The answer must be the full listing, written out exactly.

=====

PR #7945, opened 2018-08-06
Use shorter paths when extracting archives

aldoms:
Use a shorter temp path instead of the full url when expanding archives. The temp path is saved to the marker file so subsequent requests don't need to expand the archive again.

### DIFF
--- a/make-util.js
+++ b/make-util.js
@@ -418,20 +418,17 @@ var downloadArchive = function (url, omitExtensionCheck) {
 
     // skip if already downloaded and extracted
     var scrubbedUrl = url.replace(/[/\:?]/g, '_');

=====

Answer below →
PR #7945, opened 2018-08-06
Use shorter paths when extracting archives

aldoms:
Use a shorter temp path instead of the full url when expanding archives. The temp path is saved to the marker file so subsequent requests don't need to expand the archive again.

### DIFF
--- a/make-util.js
+++ b/make-util.js
@@ -418,20 +418,17 @@ var downloadArchive = function (url, omitExtensionCheck) {
 
     // skip if already downloaded and extracted
     var scrubbedUrl = url.replace(/[/\:?]/g, '_');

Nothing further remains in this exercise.